=== ABOUT THIS EXERCISE ===
Please reproduce the records, omitting nothing and changing nothing.

[Stored items from a collection]
-*-
PR #637, opened 2017-02-14
fix(timers): cleanup task reference when exception

bsergei:
Reference to task is not removed when timer's handler was faulty with exception. This can lead to memory leak.


bsergei:
I signed it!

mhevery:
Could we have a test for this?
-*-
=== YOUR RESPONSE ===
PR #637, opened 2017-02-14
fix(timers): cleanup task reference when exception

bsergei:
Reference to task is not removed when timer's handler was faulty with exception. This can lead to memory leak.


bsergei:
I signed it!

mhevery:
Could we have a test for this?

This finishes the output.